AKTUALNOŚCI


„Wszystkie nasze strachy” mają Złote Lwy

46. Festiwal Polskich Filmów Fabularnych zakończył się w minioną sobotę zwycięstwem filmu „Wszystkie nasze strachy”. Obraz  w reżyserii Łukasza Rondudy i Łukasza Gutta otrzymał Złote Lwy Wielką Nagrodę 46. FPFF, Nagrodę Jury Młodych, Nagrodę dziennikarzy i nagrodę Dyskusyjnych Klubów Filmowych.

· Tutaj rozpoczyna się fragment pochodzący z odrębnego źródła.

Issue #1390, opened 2020-10-15
Constructing terragrunt cache is extremely slow for local modules


casparrolfe:
Our project is structured similar to this: https://github.com/tfutils/tfscaffold

For example:

```
├─ components/
│  └─ a-component/
│     └─ main.tf
└─ modules/
│  └─ a-module/
│  │  └─ main.tf
│  └─ b-module/
│     └─ main.tf
└─ config/
   └─ target/
      └─ terragrunt.hcl
```

In `components/a-component/main.tf`
```
module "aws_vpc_cni" {
  source = "../../modules/a-module"
}
```

In `config/target/terragrunt.hcl`
```
terraform {
  source = "../..//components/a-component"
}
```

All works nicely, but we've noticed that the entire project gets copied into the `terragrunt-cache` for local modules, so even though `b-module` is not used by `a-component` it is still copied into the cache. For smaller projects this is fine, but as a project grows things can get extremely slow on apply (seems to take minutes while it copies into the cache) and disk usage can quickly grow up to many gigabytes in size.

brikis98:
This is true, but I'm not sure what a good solution would be? Terragrunt copies more than just the module you're using due to the double-slash: e.g., `xxx//components/a-component` tells Terragrunt to copy the entire `xxx` folder so that any relative paths within `a-component` will work correctly. If you don't need relative paths, you can perhaps reduce the amount copied by removing double-slashes, but we don't usually recommend that, as it can lead to confusing errors...

casparrolfe:
Ah, I see what you mean about the relative paths. So if `component-a` uses `module-a` and `module-a` uses `module-b` then there is no guarantee that the path to `module-b` would be correct! Is it possible to calculate the local dependencies and file paths before the cache is copied and rewrite them to work within the cache?

We did have the double slash removed for a while, but it just confuses the IDE amongst other things!

brikis98:
> Is it possible to calculate the local dependencies and file paths before the cache is copied and rewrite them to work within the cache?

I suspect it's quite tricky. It would require parsing all your Terraform code and knowing all the places where a relative path could be. Examples:

- `source` URLs in `module { ... }` blocks. 
- Paths passed to the [`file` function](https://www.terraform.io/docs/configuration/functions/file.html).
- Paths passed to the [`local_file` resource](https://registry.terraform.io/providers/hashicorp/local/latest/docs/data-sources/file).
[...]

PR #5933, opened 2026-04-18
feat: Adding support for local paths in CAS

yhakbar:
## Description

Adds support for local paths in CAS.

Instead of falling back to the existing behavior for local paths, the CAS will now persist the contents of the source, then reproduce the contents from the content store.

This avoid unnecessary disk bloat for users leveraging sources on the local filesystem.

## TODOs

Read the [Gruntwork contribution guidelines](https://gruntwork.notion.site/Gruntwork-Coding-Methodology-02fdcd6e4b004e818553684760bf691e).

- [ ] I authored this code entirely myself
- [x] I am submitting code based on open source software (e.g. MIT, MPL-2.0, Apache)]
- [x] I am adding or upgrading a dependency or adapted code and confirm it has a compatible open source license
- [x] Update the docs.
- [x] Run the relevant tests successfully, including pre-commit checks.
- [x] Include release notes. If this PR is backward incompatible, include a migration guide.

## Release Notes (draft)

Added / Removed / Updated [X].

## Summary by CodeRabbit

* **New Features**
  * Support local filesystem paths as stack sources alongside remote Git URLs; local catalogs are copied to a temp area and rewritten to CAS-backed references.

* **Documentation**
  * Added docs and changelog entries describing local stack-source behavior, temp-directory processing, CAS content-addressing (SHA-256), and preservation of the original catalog.

* **Tests**
  * Added unit, race, and integration tests covering deterministic CAS hashes, non-mutating behavior, concurrency, and local-source processing.

PR #5939, opened 2026-04-20
optimize "Downloading Terraform configurations" step

y3ti:
## Description

In a large monorepo with hundreds of Terraform modules, the "Downloading Terraform configurations from ... into ./.terragrunt-cache/..." step gets progressively slower as more modules are initialized (`terragrunt init`). Each new `.terragrunt-cache` directory created by a previous `init` increases the time for *all subsequent* `init` runs across the entire repository — even for completely unrelated modules.

The slowdown is triggered any time a file changes anywhere in the package root directory, causing Terragrunt to re-copy the source tree.

### Environment

- Terragrunt v1.0.x
- Monorepo with **433 modules** sharing a common `terraform//` package root via double-slash syntax
- 10 `exclude_from_copy` patterns configured in root `terragrunt.hcl`

Root configuration:

```hcl
terraform {
  source = "${get_repo_root()}/terraform//${path_relative_to_include()}"

  exclude_from_copy = [
    "**/*.log",
    "**/*tfstate*",
    "**/.DS_Store",
    "**/.cache",
    "**/.terraform",
    "**/.terraformrc",
    "**/.terragrunt-cache",
    "**/dist",
    "**/node_modules",
    "**/tmp",
  ]
}
```

### Root Cause

The performance bottleneck is in [`CopyFolderContents`](https://github.com/gruntwork-io/terragrunt/blob/main/internal/util/file.go) which calls `expandGlobPath` for **each** `exclude_from_copy` pattern **before** any file copying begins.

`expandGlobPath` calls [`zglob.Glob()`](https://github.com/mattn/go-zglob), which internally uses `fastwalk` to walk the **entire** source tree for every pattern — including into `.terragrunt-cache` and `.terraform` directories that contain hundreds of megabytes of cached providers and modules. While the results are filtered out afterward (`strings.Contains(path, TerragruntCacheDir)`), the expensive directory walking has already happened.

```go
// internal/util/file.go – expandGlobPath (simplified)
func expandGlobPath(source, absoluteGlobPath string) ([]string, error) {
    // zglob.Glob walks the ENTIRE source tree to find matches,
    // including into .terragrunt-cache (GBs of data)
    absoluteExpandGlob, err := zglob.Glob(absoluteGlobPath)

    for _, path := range absoluteExpandGlob {
        // This filters AFTER walking — too late, the I/O already happened
        if strings.Contains(path, TerragruntCacheDir) {
            continue
        }
        // ...
        if IsDir(path) {
            // Recursive: triggers another full zglob.Glob walk
            expandGlobPath(source, path+"/*")
        }
    }
}
```

**With 10 exclude patterns, this means 10 full walks of the 2.5 GB tree before a single file is copied.** As more modules are initialized and their `.terragrunt-cache` directories grow, each walk takes longer — creating a progressively worsening feedback loop.

Additionally, `CopyFolderContentsWithFilter` uses `filepath.Glob(source + "/*")` which calls `lstat` on every entry in each directory, followed by separate `IsDir()` and `os.Lstat()` calls — resulting in 2-3 redundant stat syscalls per entry.

### Complexity

| | Before (current) | After (proposed) |
|---|---|---|
| **Exclude expansion** | `O(patterns × tree_size)` stat calls upfront | `O(files_copied × patterns × depth)` string matches, no upfront I/O |
| **Directory listing** | `filepath.Glob` → lstat per entry + `IsDir()` + `os.Lstat()` (2-3 stats/entry) | `os.ReadDir` → DirEntry.Type() from syscall (0 extra stats for non-symlinks) |

### Proposed Fix

1. **Lazy exclude matching**: Instead of pre-expanding exclude globs into a flat path list, evaluate patterns on-the-fly during the copy walk using `doublestar.Match` (already an indirect dependency). Each path and its ancestors are checked against the raw patterns. Since `CopyFolderContentsWithFilter` already prunes excluded directories (skips recursion when the filter returns false), the lazy approach never enters the expensive `.terragrunt-cache` or `.terraform` directories.

2. **Replace `filepath.Glob` with `os.ReadDir`**: Since Go 1.16, `os.ReadDir` returns lightweight `DirEntry` values whose `Type()` comes directly from the directory-listing syscall (`getdents64` on Linux, `getdirentries` on macOS) without a separate `lstat` per entry. The earlier concern noted in the code comment ("os.ReadDir calls lstat on all files") no longer applies.

3. **Bonus bug fix**: The current `pathContainsPrefix` uses `strings.HasPrefix` which can match unrelated paths sharing a common prefix (e.g., pattern `module/region2` would incorrectly exclude `module/region2more`). The proposed `doublestar.Match` approach matches on exact path segments.

### Related

- #1390 — Cache construction extremely slow for local modules (closed, workaround: `TF_PLUGIN_CACHE_DIR`)

## TODOs

- [ ] Update the docs.

## Release Notes (draft)

- Updated `CopyFolderContents` to evaluate `exclude_from_copy` glob patterns lazily during the copy walk instead of pre-expanding them via full tree traversals, reducing "Downloading Terraform configurations" time from
  `O(patterns × tree_size)` to `O(files_copied × patterns × depth)` — particularly impactful for large monorepos with accumulated `.terragrunt-cache` directories.   

## Summary by CodeRabbit

* **Refactor**
  * File-copying now evaluates exclude patterns lazily per path instead of pre-expanding lists, simplifying logic.

* **Bug Fix**
  * Improved handling of symbolic links and directory detection during recursive copies to avoid incorrect traversal or exclusions.

* **Performance**
  * Faster behavior when excluding large/deep directory trees during file operations.

* **Tests**
  * Added unit tests and a benchmark covering exclude matching, edge cases, and deep-exclude performance.

### DIFF
--- a/go.mod
+++ b/go.mod
@@ -157,7 +157,7 @@ require (
 	github.com/bahlo/generic-list-go v0.2.0 // indirect
 	github.com/bgentry/go-netrc v0.0.0-20140422174119-9fd32a8b3d3d // indirect
 	github.com/blang/semver v3.5.1+incompatible // indirect
-	github.com/bmatcuk/doublestar v1.3.4 // indirect
+	github.com/bmatcuk/doublestar v1.3.4
 	github.com/buger/jsonparser v1.1.2 // indirect
 	github.com/cenkalti/backoff/v4 v4.3.0 // indirect
 	github.com/cenkalti/backoff/v5 v5.0.3 // indirect
--- a/internal/util/file.go
+++ b/internal/util/file.go
@@ -310,7 +310,7 @@ func PathOrAncestorMatchesAny(relativePath string, patterns []string) bool {
 	ancestor := relativePath
 	for {
 		ancestor = path.Dir(ancestor)
-		if ancestor == "." || ancestor == "" {
+		if ancestor == "." || ancestor == "" || ancestor == "/" {
 			return false
 		}
 
@@ -384,6 +384,15 @@ func CopyFolderContents(
 		}
 
 		includeExpandedGlobs = append(includeExpandedGlobs, expandGlob...)
+	}
+
+	// Validate exclude patterns early so malformed globs (e.g. unbalanced
+	// brackets) surface as configuration errors rather than silently
+	// matching nothing during the walk.
+	for _, pattern := range excludeFromCopy {
+		if _, err := doublestar.Match(pattern, "."); err != nil {
+			return errors.Errorf("invalid exclude_from_copy pattern %q: %w", pattern, err)
+		}
 	}
 
 	// Exclude patterns are evaluated lazily during the copy walk using
--- a/internal/util/file.go
+++ b/internal/util/file.go
@@ -10,11 +10,13 @@ import (
 	"io/fs"
 	"net/url"
 	"os"
+	"path"
 	"path/filepath"
 	"regexp"
 	"strings"
 	"syscall"
 
+	"github.com/bmatcuk/doublestar"
 	urlhelper "github.com/hashicorp/go-getter/helper/url"
 
 	"github.com/gruntwork-io/terragrunt/internal/errors"
@@ -283,6 +285,43 @@ func pathContainsPrefix(path string, prefixes []string) bool {
 	return false
 }
 
+// PathOrAncestorMatchesAny reports whether relativePath or any of its ancestor
+// directories matches at least one of the given glob patterns. Both patterns
+// and relativePath must use forward slashes.
+//
+// This enables lazy exclude evaluation: instead of pre-expanding every exclude
+// glob into a flat path list (which requires walking the entire source tree
+// once per pattern), we evaluate patterns on-the-fly during the copy walk.
+func PathOrAncestorMatchesAny(relativePath string, patterns []string) bool {
+	if len(patterns) == 0 {
+		return false
+	}
+
+	// Check the full path itself.
+	for _, p := range patterns {
+		if matched, _ := doublestar.Match(p, relativePath); matched {
+			return true
+		}
+	}
+
+	// Walk up the directory tree checking each ancestor. This propagates
+	// directory-level matches to their descendants (e.g. pattern **/.terraform
+	// excludes everything under any .terraform directory).
+	ancestor := relativePath
+	for {
+		ancestor = path.Dir(ancestor)
+		if ancestor == "." || ancestor == "" {
+			return false
+		}
+
+		for _, p := range patterns {
+			if matched, _ := doublestar.Match(p, ancestor); matched {
+				return true
+			}
+		}
+	}
+}
+
 // Takes apbsolute glob path and returns an array of expanded relative paths
 func expandGlobPath(source, absoluteGlobPath string) ([]string, error) {
 	includeExpandedGlobs := []string{}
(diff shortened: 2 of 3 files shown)


yhakbar:
Thanks for opening this, @y3ti .

I'd like to close this PR in favor of #5966, which takes a different approach by pre-compiling the include and exclude globs into a single brace alternation expression each, then does a single walk. Let me know if you have any feedback on that approach.

I cut a [test build](https://docs.terragrunt.com/getting-started/install/#install-tip-or-test-builds) that you can install with the following if you want to try it out:

```bash
curl -sSfL --proto '=https' --tlsv1.2 https://terragrunt.com/install | bash -s -- --test --commit '21f25cd5daef8bac05bd02a6926c34cc63e29c49'
```

Note that because the glob grammar changes with the switch from zglob to gobwas here, this will have to be supported as an [opt-in strict control](https://github.com/gruntwork-io/terragrunt/pull/5966/changes#diff-94b8336f016b4e457c85972df5c269c4bcccd5322cc25674efa4ae06d5e54e93) for the duration of 1.0.

If you try it out in your environment, please share any changes to performance you see.

y3ti:
@yhakbar sounds good. Looking forward for the next release! :)

yhakbar:
@y3ti ,

Please do let me know if you try out the test build or have any feedback on the implementation. I want to make sure it properly addresses the performance issues you're seeing in production.

y3ti:
@yhakbar Your pull request does not fix my issue. Here is my directory structure and directory sizes when I do not have any `.terragrunt-cache` directory (not initialized):

```
/
/root.hcl
/dev/      - 1.7 MB in total
  app1/    - 32 KB
  app2/    - 44 KB
  ...
```

If I run `terragrunt init` then it's very fast (downloading terraform confgiuration takes ~1s):

```
$ terragrunt init
...
17:00:01.453 INFO   Downloading Terraform configurations from ../.. into ./.terragrunt-cache/UbHBFcQED189UF3j4Cq0jMlIrhg/uGBjRfdHtbslnjA_xJMiLRseE_8
17:00:02.014 STDOUT terraform: Initializing the backend...
...
```

If I initialize all units then it become quite heavy:

```
/
/root.hcl
/dev/      - 8.6GB in total
  app1/
    .terragrunt-cache/ 159 MB
  app2/
    .terragrunt-cache/ 161 MB
  ...
```

Then if I run `terragrunt init` again then downloading terragrunt configuration takes 75 seconds:

```
$ rm -rf .terragrunt-cache
$ terragrunt init
...
17:13:01.453 INFO   Downloading Terraform configurations from ../.. into ./.terragrunt-cache/UbHBFcQED189UF3j4Cq0jMlIrhg/uGBjRfdHtbslnjA_xJMiLRseE_8
17:14:16.014 STDOUT terraform: Initializing the backend...
...
```

If I initialize all environments (dev, prod, staging, qa, etc.), it takes 3–4 minutes, so terragrunt units/modules than the it takes more and more. 
I am running it on a MacBook M3 Pro. 

PS. I found a workaround: I set `TG_DOWNLOAD_DIR="~/.terraform.d/download-cache/"`, which moves all `.terragrunt-cache` directories outside my git repository.

yhakbar:
@y3ti 

Are you leveraging the caching capabilities available in Terragrunt?
https://docs.terragrunt.com/features/caching/

y3ti:
I cache providers. I use cloudposse terraform modules so I have a lot of dependencies. My code (without external terraform module like cloudposse and their dependencies) is 33 MB in total (all services, all my modules)

yhakbar:
Are you using the [CAS](https://docs.terragrunt.com/features/caching/cas/)?

y3ti:
No, I don't use CAS. We have monorepo which look like this (simplified):

```
/root.hcl
/dev/
  app1/
    backend.tf       (autogenerated)
    main.tf
    terragrunt.hcl
    variables.tf
    versions.tf
  app2/
    ...
/prod/
  app1/
    ...
```

`/root.hcl`:

```
generate "backend.tf" {
  ...
}

remote_state {
  backend = "s3"
  ...
}

terraform {
  source = "${get_repo_root()}//${path_relative_to_include()}"
  
  exclude_from_copy = [
    "**/*.log",
    "**/*tfstate*", # A local state file may conflict with the S3 remote backend
    "**/.DS_Store",
    "**/.cache",
    "**/.terraform",        # Generated by Terraform
    "**/.terraformrc",      # Generated by Terragrunt's provider cache
    "**/.terragrunt-cache", # Prevent copying pre-existing cache dirs from the package root into the module's own cache
    "**/dist",
    "**/node_modules",
    "**/tmp",
  ]
  ...
}    
```

`/dev/app1/terragrunt.hcl`:
```
include "root" {
  path = find_in_parent_folders("root.hcl")
}

include "dependency" {
  ...
}

inputs = {
  ...
}

# there is no terraform {} block here
```

`/dev/app1/main.tf`:

```
# ALB + ASG + IAM etc.
module "generic_service" {
    source = "../../shared/generic_service"

    name = "app1"

    ...
    subnet_ids = var.private_subnet_ids
    vpc_id     = var.vpc_id
}

# most services doesn't need postgres but app1 is unique 
module "rds" {
  source  = "cloudposse/rds/aws"
  version = "1.1.3"
  ...  
}

module "rds_proxy" {
  source  = "cloudposse/rds-db-proxy/aws"
  ...
} 

resource "aws_single_custom_resource" "name" {
  ...
}

... 
```

... so our configuration might be a bit different and not-standard. My understanding is that CAS won't work in this case.

yhakbar:
It should help soon:
https://github.com/gruntwork-io/terragrunt/pull/5933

ŁUKASZ RONDUDA | Fot. Konrad Kosycarz, Festiwal Polskich Filmów Fabularnych

W ręce twórców „Wszystkich naszych strachów” powędrowało łącznie aż pięć nagród – Złote Lwy,  Nagroda Dziennikarzy, Don Kichotem przyznawany przez Dyskusyjne Kluby Filmowe, Nagrodę Jury Młodych i indywidualna nagroda za zdjęcia dla Łukasza Gutta.

Główną nagrodę gdyńskiej imprezy, wraz z twórcami odebrał Daniel Rycharski – pierwowzór postaci odgrywanej w filmie przez Dawida Ogrodnika. Film „Wszystkie nasze strachy” będzie dystrybuowany przez Kino Świat.

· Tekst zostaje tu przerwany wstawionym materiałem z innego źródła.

PR #5950, opened 2026-04-22
fix: isolate per-unit feature defaults in run --all

### LINKED ISSUE #5810: `run --all` can leak same-named `feature` defaults across sibling units
## Describe the bug

When two sibling Terragrunt units define the same `feature` name with different defaults, `terragrunt run --all` can resolve `feature.<name>.value` incorrectly for one of the units.

In the minimal repro below:

- `target-service` defines `feature "toggle" { default = true }`
- `peer-service` defines `feature "toggle" { default = false }`

Running `terragrunt plan` directly in `target-service` works correctly.

Running `terragrunt run --all plan` from the parent directory does not: `target-service` ends up with `effective_toggle = false` even though its own feature default is `true`.

Explicit CLI feature overrides behave consistently, so the issue appears specific to implicit per-unit feature default resolution during multi-unit execution.

## Reproducing bugs

This report includes a minimal local-only fixture with no providers and no cloud APIs.

The fixture has:

- two sibling Terragrunt units under one parent directory
- the same feature name in both units
- different defaults for that feature in each unit
- a trivial Terraform module that only echoes the input values as outputs

The issue reproduces with `terragrunt run --all` and does not reproduce when planning the target unit directly.

## Steps To Reproduce

Fixture layout:

```text
.
├── catalog
│   └── modules
│       └── echo-toggle
│           ├── main.tf
│           ├── outputs.tf
│           └── variables.tf
└── live
    └── bare
        ├── peer-service
        │   └── terragrunt.hcl
        └── target-service
            └── terragrunt.hcl
```

`live/bare/target-service/terragrunt.hcl`

```hcl
feature "toggle" {
  default = true
}

terraform {
  source = "${find_in_parent_folders("catalog/modules")}//echo-toggle"
}

inputs = {
  effective_toggle = feature.toggle.value
  raw_toggle       = true
}
```

`live/bare/peer-service/terragrunt.hcl`

```hcl
feature "toggle" {
  default = false
}

terraform {
  source = "${find_in_parent_folders("catalog/modules")}//echo-toggle"
}

inputs = {
  effective_toggle = feature.toggle.value
  raw_toggle       = false
}
```

`catalog/modules/echo-toggle/main.tf`
```hcl
terraform {
  required_version = ">= 1.6.0"
}
```

`catalog/modules/echo-toggle/variables.tf`

```hcl
variable "effective_toggle" {
  type = bool
}

variable "raw_toggle" {
  type = bool
}
```

`catalog/modules/echo-toggle/outputs.tf`

```hcl
output "effective_toggle" {
  value = var.effective_toggle
}

output "raw_toggle" {
  value = var.raw_toggle
}
```

Run the baseline command from `live/bare/target-service`:

```bash
terragrunt plan --non-interactive --no-color --inputs-debug
```

Observed baseline output:

```text
Changes to Outputs:
  + effective_toggle = true
  + raw_toggle       = true
```

Then run the failing command from `live/bare`:

```bash
TF_CLI_ARGS_plan='-lock=false' terragrunt run --all \
  --non-interactive \
  --no-color \
  --parallelism 1 \
  --inputs-debug \
  plan
```

Observed multi-unit output:

```text
peer-service:
  + effective_toggle = false
  + raw_toggle       = false

target-service:
  + effective_toggle = false
  + raw_toggle       = true
```

The contradiction is also visible in the generated debug inputs for `target-service`:

```json
{
  "effective_toggle": false,
  "raw_toggle": true
}
```

Control case: explicit CLI feature override `true`

```bash
TF_CLI_ARGS_plan='-lock=false' terragrunt run --all \
  --non-interactive \
  --no-color \
  --parallelism 1 \
  --inputs-debug \
  --feature toggle=true \
  plan
```

Observed:

```text
peer-service:
  + effective_toggle = true
  + raw_toggle       = false

target-service:
  + effective_toggle = true
  + raw_toggle       = true
```

Control case: explicit CLI feature override `false`

```bash
TF_CLI_ARGS_plan='-lock=false' terragrunt run --all \
  --non-interactive \
  --no-color \
  --parallelism 1 \
  --inputs-debug \
  --feature toggle=false \
  plan
```

Observed:

```text
peer-service:
  + effective_toggle = false
  + raw_toggle       = false

target-service:
  + effective_toggle = false
  + raw_toggle       = true
```

This suggests the bug is not in explicit CLI feature overrides. It appears to be in per-unit feature default isolation during `run --all`.

## Expected behavior

Each unit should resolve `feature.toggle.value` independently from:

- its own `feature "toggle"` block
- its own feature default
- any explicit CLI `--feature toggle=...` override

Adding a sibling unit with the same feature name should not change the resolved feature value for the target unit.

For this repro, `target-service` should keep `effective_toggle = true` during `terragrunt run --all` when no explicit `--feature toggle=...` flag is provided.

## Must haves

## Nice to haves

- [x] Terminal output
- [ ] Screenshots

## Versions

- Terragrunt version: `v1.0.0`/`v0.98.0`
- OpenTofu/Terraform version: Terraform `v1.14.8`
- Environment details (Ubuntu 20.04, Windows 10, etc.): macOS/Ubuntu 24.04

## Additional context

- This repro uses no providers and no cloud APIs.
- The issue appears to be about feature state isolation across units during multi-unit execution.

lawrence3699:
## Description

Fixes #5810.

`run --all` was cloning `TerragruntOptions` with a shared `FeatureFlags` map, so the first unit that populated a same-named feature default could leak that value into sibling units.

This change deep-copies `FeatureFlags` in `TerragruntOptions.Clone()` so each unit resolves feature defaults independently.

I also added a regression fixture that reproduces the issue with `--inputs-debug` and a fake `--tf-path`: direct `plan` in `target-service` keeps `effective_toggle = true`, and `run --all ... plan` now preserves that value instead of inheriting `peer-service`'s `false` default.

## TODOs

- [ ] Update the docs.

## Release Notes (draft)

Fixed `run --all` leaking one unit's feature default into sibling units with the same feature name.

### Migration Guide

No migration guide required.

## Summary by CodeRabbit

* **Tests**
  * Added integration test for feature flag functionality with isolated defaults, validating toggle behavior across multiple services.
  * Introduced test fixtures and helper utilities to verify feature flags maintain appropriate values in distributed service configurations.

### DIFF
--- a/pkg/options/options.go
+++ b/pkg/options/options.go
@@ -403,6 +403,15 @@ func (opts *TerragruntOptions) OptionsFromContext(ctx context.Context) *Terragru
 func (opts *TerragruntOptions) Clone() *TerragruntOptions {
 	newOpts := cloner.Clone(opts)
 
+	if opts.FeatureFlags != nil {
+		clonedFlags := xsync.NewMapOf[string, string]()
+		opts.FeatureFlags.Range(func(key, value string) bool {
+			clonedFlags.Store(key, value)
+			return true
+		})
+		newOpts.FeatureFlags = clonedFlags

Wszystkie nasze strachy reż.Łukasz Ronduda, Łukasz Gutt | ©Fot Jaroslaw Sosinski/ SERCE

Film oparty na prawdziwych wydarzeniach z życia barwnej i łączącej skrajności postaci Daniela Rycharskiego – cenionego artysty, zaangażowanego katolika, wyróżniającego się aktywisty, absolwenta Akademii Sztuk Pięknych w Krakowie oraz laureata Paszportu „Polityki”. W roli głównej Dawid Ogrodnik – gwiazda hitów „Ostatnia Rodzina”, „Jesteś Bogiem” i „Chce się żyć”, dwukrotny zdobywca Polskiej Nagrody Filmowej – Orzeł, licznych wyróżnień na Festiwalu Polskich Filmów Fabularnych w Gdyni, a także tytułu Shooting Star 2019, przyznawanego najbardziej obiecującym aktorom europejskiego kina. Na ekranie będą mu partnerować wybitne osobowości polskiej kinematografii, w tym: Andrzej Chyra, Jowita Budnik, Maria Maj, Jacek Poniedziałek oraz gwiazda głośnego filmu „25 lat niewinności. Sprawa Tomka Komendy” – Piotr Trojan. Reżyserii podjął się Łukasz Ronduda oraz Łukasz Gutt – nagrodzeni na międzynarodowym festiwalu filmowym w Berlinie twórcy gorąco przyjętych przez krytykę produkcji „Performer” i „Serce miłości”.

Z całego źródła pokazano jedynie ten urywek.